Segment Open

PR #9954, opened 2026-03-30
build: fix broken CI on newer rubies

mattr-:
This is a 🐛 bug fix.

## Summary

This is a minimal set of changes in an attempt to get CI back to green.

## Context

CI has been failing on newer PRs for awhile now. Rather than making contributors fix it in their PRs, we'll fix it centrally.


mattr-:
@jekyllbot: merge +dev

Segment Closed

__Problem details__: Among the entries above, identify all lines with "newer" and copy them.

__Answer section__:
build: fix broken CI on newer rubies
CI has been failing on newer PRs for awhile now. Rather than making contributors fix it in their PRs, we'll fix it centrally.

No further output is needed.